Top of RECORDS FOR THE EXERCISE

PR #6262, opened 2021-09-21
feat: Remove Runtime Type Information from code and g++ compilation

petervdmeer:
**Feature:** This PR implements the feature request detailed and discussed in issue #6210

## Feature Details
Class Test.cpp had a dynamic_cast, while the ES style guide suggests to never use runtime-type-information (and it explicitly mentions not to use dynamic_casts).
This PR removes the usage of Runtime Type Information (rtti) in Test.cpp by removing the need to dynamic_cast by making the called method a virtual method from the base class.
This PR also removes rtti support by adding a flag to compilation by g++ to avoid including rtti support. Disabling support for rtti should help in avoiding any (accidental) usage of rtti in the future.

## UI Screenshots / Usage Examples
N/A

## Testing Done
Compiled with the `-no-rtti` flag before making the changes, got a proper error-message on the dynamic cast.

## Performance Impact
The compiled binary is expected to become a few kilobytes smaller, no significant other impact expected.


quyykk:
It's a bit dumb but if we add another compilation flag to `SConstruct` we also need to add it to the other project files (CodeBlocks and Xcode). Turns out the `-Wold-style-cast` flag is also missing from the two projects from what I can tell :)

Bottom of RECORDS FOR THE EXERCISE

WORK REQUIRED
Every line of the records containing the word "also" must appear in the answer.

EXERCISE ANSWER
This PR also removes rtti support by adding a flag to compilation by g++ to avoid including rtti support. Disabling support for rtti should help in avoiding any (accidental) usage of rtti in the future.
It's a bit dumb but if we add another compilation flag to `SConstruct` we also need to add it to the other project files (CodeBlocks and Xcode). Turns out the `-Wold-style-cast` flag is also missing from the two projects from what I can tell :)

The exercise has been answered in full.